>>>

Issue #33, opened 2019-08-20
Improve validation


nip10:
In the /register route, both username and password lack proper validation. A string consisting of spaces will be valid and saved in the database.

A possible solution is to use `trim()` and then `length`. A more robust (but more complex) solution is to use something like [@hapi/joi](https://www.npmjs.com/package/@hapi/joi).

Mongoose models can also have `required` and `validate` fields.

miguelpduarte:
I see no problem with allowing spaces in the password. I am not entirely up to date on web development good practices for sure, but I don't see why the password's characters should be restricted at all.

Relative to the username - there I'd say you have a point. We could decide on certain requirements and follow them - such as "only alphanumerical characters" or something like that.

Finally, on using `@hapi/joi` - I'd have to say that I'm against it because despite seeming like a more robust solution, what I really see is just one more package that does not simplify things all that much - we could (and should, imo) make our own validators, which we can reuse to make more complex ones. The logic that it abstracts does not seem to be enough justification to make it worthwhile.

As you can see, I'm very purist in what concerns utility packages :sweat_smile:
I really hate bloat and will many times prefer to implement stuff myself instead of relying on other stuff.

I know, I know, "don't reinvent the wheel!" - However, my wheel is not dependant on other people making it not spin anymore without apparent reason, or providing no help when the wheel stops working for no reason! (which sadly is many times the case for `node` packages)

However, of course, this is not set in stone - if it makes sense to add later, then of course that would be best! It just doesn't seem to me like a necessary course of action for now, so I'd rather go with the simplest approach.

nip10:
The issue is not having spaces, but being entirely spaces. The `trim `function will only remove leading and trailing spaces, not spaces in the middle. (but since you mentioned it, I'm pro disallowing any spaces at all)

Using Joi was only a suggestion. I find it pretty useful (eg email validation, error handling) but I can see it being a bit overhead for the current schemas.

PR #37, opened 2019-08-21
More validation in account information

GuilhermeJSilva:
Includes:
* Added maximum and minimum lengths to the username field in account
* Added tests for the schema (#21)

Still missing:
* Minimum length for the password
* A consistent way to test input validation at the endpoints (#33)

### DIFF
--- a/src/routes/auth.js
+++ b/src/routes/auth.js
@@ -47,6 +47,12 @@ router.post("/register", async (req, res) => {
             "reason": "Username is too long",
             "error_code": ERROR_TYPES.MISSING_FIELD,
         });
+    } else if (req.body.username.length < 3) {
+        return res.status(500).json({
+            "success": false,
+            "reason": "Username is too short",
+            "error_code": ERROR_TYPES.MISSING_FIELD,
+        });
     }
 
     // Password is required
--- a/src/routes/auth.js
+++ b/src/routes/auth.js
@@ -41,6 +41,12 @@ router.post("/register", async (req, res) => {
             "reason": "No username specified",
             "error_code": ERROR_TYPES.MISSING_FIELD,
         });
+    } else if (req.body.username.length > 20) {
+        return res.status(500).json({
+            "success": false,
+            "reason": "Username is too long",
+            "error_code": ERROR_TYPES.MISSING_FIELD,
+        });
     }
 
     // Password is required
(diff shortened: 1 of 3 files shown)


src/routes/auth.js
```diff
@@ -41,6 +41,18 @@ router.post("/register", async (req, res) => {
...
+            "reason": "Username is too long",
+            "error_code": ERROR_TYPES.MISSING_FIELD,
+        });
+    } else if (req.body.username.length < 3) {
+        return res.status(500).json({
+            "success": false,
+            "reason": "Username is too short",
+            "error_code": ERROR_TYPES.MISSING_FIELD,
+        });
     }
```
miguelpduarte: Would you oppose to moving this to a separate file (of validators)?

I'm thinking that this type of input checking could be done by middlewares (which are many times called validation middlewares or validators), and this would also reduce the friction with #38's changes (and goes along #19's ideas).

This would also reduce the code in the controller, making it simpler to understand :slightly_smiling_face:

src/routes/auth.js
```diff
@@ -41,6 +41,18 @@ router.post("/register", async (req, res) => {
             "reason": "No username specified",
             "error_code": ERROR_TYPES.MISSING_FIELD,
         });
+    } else if (req.body.username.length > 20) {
+        return res.status(500).json({
+            "success": false,
+            "reason": "Username is too long",
+            "error_code": ERROR_TYPES.MISSING_FIELD,
+        });
+    } else if (req.body.username.length < 3) {
```
miguelpduarte: Also, please remove the `else`s if each if already returns :sweat_smile: 

It's functionally the same but results in reduced visual clutter in my opinion :slightly_smiling_face:

test/account_schema.js
```diff
@@ -0,0 +1,69 @@
...
+                        .equal(`Path \`username\` (\`${username}\`) is shorter than the minimum allowed length (3).`);
+                });
+            });
+
+            it("Above miximum should throw error", () => {
+                const username = "thisisa20pluscharacterusermane";
+                const account = new Account({
+                    username,
+                });
+                return account.validate((err) => {
```
miguelpduarte: Nitpick: add newline here (to separate variable definitions from the asserting).

nip10:
Validation errors sent to the client should have a 4XX status code.
I suggest sending 400 if a field is missing and 422 if validation fails (but sending 400 in any case is not that bad)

<<<

What to produce: The data must be transcribed in full. Every word stays the same.

Exercise output:
Issue #33, opened 2019-08-20
Improve validation


nip10:
In the /register route, both username and password lack proper validation. A string consisting of spaces will be valid and saved in the database.

A possible solution is to use `trim()` and then `length`. A more robust (but more complex) solution is to use something like [@hapi/joi](https://www.npmjs.com/package/@hapi/joi).

Mongoose models can also have `required` and `validate` fields.

miguelpduarte:
I see no problem with allowing spaces in the password. I am not entirely up to date on web development good practices for sure, but I don't see why the password's characters should be restricted at all.

Relative to the username - there I'd say you have a point. We could decide on certain requirements and follow them - such as "only alphanumerical characters" or something like that.

Finally, on using `@hapi/joi` - I'd have to say that I'm against it because despite seeming like a more robust solution, what I really see is just one more package that does not simplify things all that much - we could (and should, imo) make our own validators, which we can reuse to make more complex ones. The logic that it abstracts does not seem to be enough justification to make it worthwhile.

As you can see, I'm very purist in what concerns utility packages :sweat_smile:
I really hate bloat and will many times prefer to implement stuff myself instead of relying on other stuff.

I know, I know, "don't reinvent the wheel!" - However, my wheel is not dependant on other people making it not spin anymore without apparent reason, or providing no help when the wheel stops working for no reason! (which sadly is many times the case for `node` packages)

However, of course, this is not set in stone - if it makes sense to add later, then of course that would be best! It just doesn't seem to me like a necessary course of action for now, so I'd rather go with the simplest approach.

nip10:
The issue is not having spaces, but being entirely spaces. The `trim `function will only remove leading and trailing spaces, not spaces in the middle. (but since you mentioned it, I'm pro disallowing any spaces at all)

Using Joi was only a suggestion. I find it pretty useful (eg email validation, error handling) but I can see it being a bit overhead for the current schemas.

PR #37, opened 2019-08-21
More validation in account information

GuilhermeJSilva:
Includes:
* Added maximum and minimum lengths to the username field in account
* Added tests for the schema (#21)

Still missing:
* Minimum length for the password
* A consistent way to test input validation at the endpoints (#33)

### DIFF
--- a/src/routes/auth.js
+++ b/src/routes/auth.js
@@ -47,6 +47,12 @@ router.post("/register", async (req, res) => {
             "reason": "Username is too long",
             "error_code": ERROR_TYPES.MISSING_FIELD,
         });
+    } else if (req.body.username.length < 3) {
+        return res.status(500).json({
+            "success": false,
+            "reason": "Username is too short",
+            "error_code": ERROR_TYPES.MISSING_FIELD,
+        });
     }
 
     // Password is required
--- a/src/routes/auth.js
+++ b/src/routes/auth.js
@@ -41,6 +41,12 @@ router.post("/register", async (req, res) => {
             "reason": "No username specified",
             "error_code": ERROR_TYPES.MISSING_FIELD,
         });
+    } else if (req.body.username.length > 20) {
+        return res.status(500).json({
+            "success": false,
+            "reason": "Username is too long",
+            "error_code": ERROR_TYPES.MISSING_FIELD,
+        });
     }
 
     // Password is required
(diff shortened: 1 of 3 files shown)


src/routes/auth.js
```diff
@@ -41,6 +41,18 @@ router.post("/register", async (req, res) => {
...
+            "reason": "Username is too long",
+            "error_code": ERROR_TYPES.MISSING_FIELD,
+        });
+    } else if (req.body.username.length < 3) {
+        return res.status(500).json({
+            "success": false,
+            "reason": "Username is too short",
+            "error_code": ERROR_TYPES.MISSING_FIELD,
+        });
     }
```
miguelpduarte: Would you oppose to moving this to a separate file (of validators)?

I'm thinking that this type of input checking could be done by middlewares (which are many times called validation middlewares or validators), and this would also reduce the friction with #38's changes (and goes along #19's ideas).

This would also reduce the code in the controller, making it simpler to understand :slightly_smiling_face:

src/routes/auth.js
```diff
@@ -41,6 +41,18 @@ router.post("/register", async (req, res) => {
             "reason": "No username specified",
             "error_code": ERROR_TYPES.MISSING_FIELD,
         });
+    } else if (req.body.username.length > 20) {
+        return res.status(500).json({
+            "success": false,
+            "reason": "Username is too long",
+            "error_code": ERROR_TYPES.MISSING_FIELD,
+        });
+    } else if (req.body.username.length < 3) {
```
miguelpduarte: Also, please remove the `else`s if each if already returns :sweat_smile: 

It's functionally the same but results in reduced visual clutter in my opinion :slightly_smiling_face:

test/account_schema.js
```diff
@@ -0,0 +1,69 @@
...
+                        .equal(`Path \`username\` (\`${username}\`) is shorter than the minimum allowed length (3).`);
+                });
+            });
+
+            it("Above miximum should throw error", () => {
+                const username = "thisisa20pluscharacterusermane";
+                const account = new Account({
+                    username,
+                });
+                return account.validate((err) => {
```
miguelpduarte: Nitpick: add newline here (to separate variable definitions from the asserting).

nip10:
Validation errors sent to the client should have a 4XX status code.
I suggest sending 400 if a field is missing and 422 if validation fails (but sending 400 in any case is not that bad)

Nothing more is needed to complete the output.